Using Nagios 3, I’m trying to send email notifications when servers get low on disk space. I’ve googled and read so many doc’s and tut’s on setting this up that my eyes are bleeding and still can not get Nagios to send out any emails. I’ve made the necessary entries to the contacts.cfg and contactgroups.cfg files and still get nothing. I can manually send myself an email from the command line with mailx so I know its working and the problem is with Nagios but for the life of me I can not find out where the problem is.
Not sure what information I need to include here, so if there’s a critical piece that anyone needs to help me troubleshoot this let me know and I’ll post it a.s.a.p.
Thanks in advance to anyone who can help point me in the right direction.

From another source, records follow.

PR #1477, opened 2023-08-27
Birds aren't real...

Hoikas:
In evolutionary biology, we say that dinosaurs didn't die off... they simply flew away. In this case, we don't give a rat's about birds or dinosaurs. All these state descriptors that predate MOULa are of no practical use. They are merely historical curiosities. Therefore, we toss them. Culling all this old crap will be great for H-uru/dirtsand#184.


dgelessus (approved):
The diff on GitHub looks weird in places because there are formatting/comment changes mixed in. I checked locally and everything looks good to me - there are no dangerous changes to the `STATEDESC`s that are *not* being deleted.

dgelessus:
I remembered again that #1254 still exists, so the second copies of animation.sdl and avatar.sdl will get further out of sync with this. I can fix that after this PR is merged though (#1254 could use a rebase anyway as it's almost a year old).

dpogue (approved):

PR #1480, opened 2023-08-30
Add hsDarwin.h with helpers for string conversion

dpogue:
The `NSString` category in the macOS plClient folder is useful, but there are several other spots where we're wanting to convert between `CFString`/`NSString` and `ST::string`, so it make sense to have helpers available throughout the engine. These helper functions are written so that they can be used from C++ code without needing to bring in Objective-C.

### DIFF
--- a/Sources/Plasma/Apps/plClient/Mac-Cocoa/NSString+StringTheory.h
+++ b/Sources/Plasma/Apps/plClient/Mac-Cocoa/NSString+StringTheory.h
@@ -47,7 +47,6 @@ NS_ASSUME_NONNULL_BEGIN
 
 @interface NSString (StringTheory)
 
-- (id)initWithSTString:(const ST::string&)string;
 + (id)stringWithSTString:(const ST::string&)string;
 
 - (const ST::string)STString;
--- a/Sources/Plasma/Apps/plClient/Mac-Cocoa/NSString+StringTheory.mm
+++ b/Sources/Plasma/Apps/plClient/Mac-Cocoa/NSString+StringTheory.mm
@@ -40,24 +40,19 @@ You can contact Cyan Worlds, Inc. by email legal@cyan.com
 
 *==LICENSE==*/
 
-#include "StringTheory_NSString.h"
+#include "NSString+StringTheory.h"
+#include "hsDarwin.h"
 
 @implementation NSString (StringTheory)
 
-- (id)initWithSTString:(const ST::string&)string
-{
-    self = [self initWithUTF8String:string.c_str()];
-    return self;
-}
-
 + (id)stringWithSTString:(const ST::string&)string
 {
-    return [[NSString alloc] initWithSTString:string];
+    return NSStringCreateWithSTString(string);
 }
 
 - (const ST::string)STString
 {
-    return ST::string([self UTF8String]);
+    return STStringFromNSString(self);
 }
 
 @end
--- a/Sources/Plasma/Apps/plClient/Mac-Cocoa/PLSLoginWindowController.mm
+++ b/Sources/Plasma/Apps/plClient/Mac-Cocoa/PLSLoginWindowController.mm
@@ -43,7 +43,7 @@ You can contact Cyan Worlds, Inc. by email legal@cyan.com
 #import "PLSLoginWindowController.h"
 #include <regex>
 #import "PLSServerStatus.h"
-#include "StringTheory_NSString.h"
+#import "NSString+StringTheory.h"
 #include "pfPasswordStore/pfPasswordStore.h"
 #include "plNetGameLib/plNetGameLib.h"
 #include "plProduct.h"
@@ -128,8 +128,8 @@ static void* StatusTextDidChangeContext = &StatusTextDidChangeContext;
     [[NSUserDefaults standardUserDefaults] synchronize];
 
     if (self.password && ![self.password isEqualToString:FAKE_PASS_STRING]) {
-        ST::string username = ST::string([self.username cStringUsingEncoding:NSUTF8StringEncoding]);
-        ST::string password = ST::string([self.password cStringUsingEncoding:NSUTF8StringEncoding]);
+        ST::string username = [self.username STString];
+        ST::string password = [self.password STString];
 
         pfPasswordStore* store = pfPasswordStore::Instance();
         if (self.rememberPassword)
@@ -160,8 +160,8 @@ static void* StatusTextDidChangeContext = &StatusTextDidChangeContext;
     //  Hash username and password before sending over the 'net.
     //  -- Legacy compatibility: @gametap (and other usernames with domains in them) need
     //     to be hashed differently.
-    ST::string username = ST::string([self.username cStringUsingEncoding:NSUTF8StringEncoding]);
-    ST::string password = ST::string([self.password cStringUsingEncoding:NSUTF8StringEncoding]);
+    ST::string username = [self.username STString];
+    ST::string password = [self.password STString];
     static const std::regex re_domain("[^@]+@([^.]+\\.)*([^.]+)\\.[^.]+");
     std::cmatch match;
     std::regex_search(username.c_str(), match, re_domain);
@@ -185,7 +185,7 @@ static void* StatusTextDidChangeContext = &StatusTextDidChangeContext;
     ShaDigest hash;
     [self storeHash:hash];
 
-    ST::string username = ST::string([self.username cStringUsingEncoding:NSUTF8StringEncoding]);
+    ST::string username = [self.username STString];
     NetCommSetAccountUsernamePassword(username, hash);
     NetCommSetAuthTokenAndOS(nullptr, u"mac");
 }
@@ -214,7 +214,7 @@ static void* StatusTextDidChangeContext = &StatusTextDidChangeContext;
 
     [self.window center];
     [self.productTextField
-        setStringValue:[NSString stringWithSTString:plProduct::ProductString().c_str()]];
+        setStringValue:[NSString stringWithSTString:plProduct::ProductString()]];
 }
 
 - (NSNibName)windowNibName
--- a/Sources/Plasma/CoreLib/hsDarwin.h
+++ b/Sources/Plasma/CoreLib/hsDarwin.h
@@ -1,0 +1,114 @@
+/*==LICENSE==*
+
+CyanWorlds.com Engine - MMOG client, server and tools
+Copyright (C) 2011  Cyan Worlds, Inc.
+
+This program is free software: you can redistribute it and/or modify
+it under the terms of the GNU General Public License as published by
+the Free Software Foundation, either version 3 of the License, or
+(at your option) any later version.
+
+This program is distributed in the hope that it will be useful,
+but WITHOUT ANY WARRANTY; without even the implied warranty of
+MERCHANTABILITY or FITNESS FOR A PARTICULAR PURPOSE.  See the
+GNU General Public License for more details.
+
+You should have received a copy of the GNU General Public License
+along with this program.  If not, see <http://www.gnu.org/licenses/>.
+
+Additional permissions under GNU GPL version 3 section 7
+
+If you modify this Program, or any covered work, by linking or
+combining it with any of RAD Game Tools Bink SDK, Autodesk 3ds Max SDK,
+NVIDIA PhysX SDK, Microsoft DirectX SDK, OpenSSL library, Independent
+JPEG Group JPEG library, Microsoft Windows Media SDK, or Apple QuickTime SDK
+(or a modified version of those libraries),
+containing parts covered by the terms of the Bink SDK EULA, 3ds Max EULA,
+PhysX SDK EULA, DirectX SDK EULA, OpenSSL and SSLeay licenses, IJG
+JPEG Library README, Windows Media SDK EULA, or QuickTime SDK EULA, the
+licensors of this Program grant you additional
+permission to convey the resulting work. Corresponding Source for a
+non-source form of such a combination shall include the source code for
+the parts of OpenSSL and IJG JPEG Library used as well as that of the covered
+work.
+
+You can contact Cyan Worlds, Inc. by email legal@cyan.com
+ or by snail mail at:
+      Cyan Worlds, Inc.
+      14617 N Newport Hwy
+      Mead, WA   99021
+
+*==LICENSE==*/
+
+#ifndef _hsDarwin_inc_
+#define _hsDarwin_inc_
+
+#include <string_theory/string>
+#include <string_theory/format>
+
+#ifdef HS_BUILD_FOR_APPLE
+#include <CoreFoundation/CoreFoundation.h>
+
+[[nodiscard]]
+#if __has_feature(attribute_cf_returns_retained)
+__attribute__((cf_returns_retained))
+#endif
+inline CFStringRef CFStringCreateWithSTString(const ST::string& str)
+{
+    return CFStringCreateWithBytes(kCFAllocatorDefault, (const UInt8*)str.data(), str.size(), kCFStringEncodingUTF8, false);
+}
+
+inline ST::string STStringFromCFString(CFStringRef str, ST::utf_validation_t validation = ST_DEFAULT_VALIDATION)
+{
+    CFRange range = CFRangeMake(0, CFStringGetLength(str));
+    CFIndex strBufSz = 0;
+    CFStringGetBytes(str, range, kCFStringEncodingUTF8, 0, false, nullptr, 0, &strBufSz);
+    ST::char_buffer buffer;
+    buffer.allocate(strBufSz);
+    CFStringGetBytes(str, range, kCFStringEncodingUTF8, 0, false, (UInt8*)buffer.data(), strBufSz, nullptr);
+
+    return ST::string(buffer, validation);
+}
+
+inline void format_type(const ST::format_spec &format, ST::format_writer &output, CFStringRef str)
+{
+    ST::char_buffer utf8 = STStringFromCFString(str).to_utf8();
+    ST::format_string(format, output, utf8.data(), utf8.size());
+}
+
+
+#ifdef __OBJC__
+@class NSString;
+
+[[nodiscard]]
+#if __has_feature(attribute_ns_returns_retained)
+__attribute__((ns_returns_retained))
+#endif
+inline NSString* NSStringCreateWithSTString(const ST::string& str)
+{
+#if __has_feature(objc_arc)
+    return (NSString*)CFBridgingRelease(CFStringCreateWithSTString(str));
+#else
+    return (NSString*)CFStringCreateWithSTString(str);
+#endif
+}
+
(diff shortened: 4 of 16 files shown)


Sources/Plasma/CoreLib/hsDarwin.h
```diff
@@ -0,0 +1,105 @@
...
+#include <string_theory/format>
+
+#ifdef HS_BUILD_FOR_APPLE
+#include <CoreFoundation/CoreFoundation.h>
+
+#ifdef __OBJC__
+    @class NSString;
+#else
+    class NSString;
+#endif
```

There are notifications showing on the notifications page and it looks like their only being sent once at 00:30:00 hours so I might get one tonight. I need them to be sent every 15 mins or so until someone (me) acknowledges them while I test the system out. The end goal is to have Nagios send out emails at first and then escalate to sms text messages when the database servers get lower than xGB of free space.
Came in today to find one of the routers that I monitor had experienced about 10 minutes of high ping times. On the notifications tab there is an entry that I was sent an email but there’s no email from Nagios in my in box. Does this mean that Nagios is sending the emails and that the problem is with Postfix/mailx and that I should be troubleshooting why it never sent out the email?
Thanks again for any help its greatly appreciated.
Update: I added myself as a user with full permissions to the web interface and when I go back through the notifications logs I found:
[2010-09-02 22:34:20] Warning: Attempting to execute the command “/usr/bin/mailx “%b” “***** nagios ***\n\nNotification Type: PROBLEM\n\nService: F:\ Drive Space\nHost: \nAddress: \nState: CRITICAL\n\nDate/Time: Thu Sept 2 22:34:20 EDT 2010\n\nAdditional Info:\n\nf:\ - total: 931.51 Gb - used: 909.06 Gb (98%) - free 22.46 Gb (2%)" | /bin/mail -s " PROBLEM Service Alert: /F:\ Drive Space is CRITICAL **” root@localhost” resulted in a return code of 127. Make sure the script or binary you are trying to execute actually exists…
This happened last night after I forced it to send a custom notification, which kind of explains why I didn’t get the notification. I say kind of because I have no idea what the above means but from the looks of “resulted in a return code of 127. Make sure the script or binary you are trying to execute actually exists…” I would guess its not good.
There is also 2 more similar messages from this morning at 3am when one of the routers I monitor had 100% packet loss for about 10 mins the only difference in the messages is the context of the alert and the email address that it tries to send the message to. Both of them end with the same “resulted in a return code of 127. Make sure the script or binary you are trying to execute actually exists…” line.
After looking the above error over I saw that after the pipe in the command it was pointed to /bin/mail so I changed it to /usr/bin/mailx and now in the event log I have:
When I try that the mailbox opens there’s 20 messages in it some from nagios@ and some from mailer-daemon@. The ones from mailer-deamon are undelivered mail returned to sender messages.
Ahh ha I think I’m starting to understand why I’m not getting the custom notifications, on the notifications page in the web interface the only contact that’s listed is root, the custom notifications aren’t getting sent to me as well.
Now the question is where is the “who gets notified for custom notifications” defined at? For the time being so that I can keep troubleshooting I’m going to change the root contact’s email to mine and see if I get the notification. If I do then that should tell me that everything is working, I think.
Think I’ve got it all figured out now, I found in /etc/nagios3/conf.d the configuration files for a couple different thing. Most importantly there is:
contacts_nagios2.cfg – which has the “root” contact defined and is where I put my email to test the custom notifications to see if the system was working at all.
The next important file was:
generic-service_nagios2.cfg – in here is where “who gets notified for custom notifications” is defined or more specifically when this file is called who gets notified. Either way I added in the localadmins contact group that I had created in /etc/nagios3/mysite and sent out another custom notification (after I changed contacts_nagios2,cfg back to root@localhost and restarted).
And everyone in the localadmins group got the emails!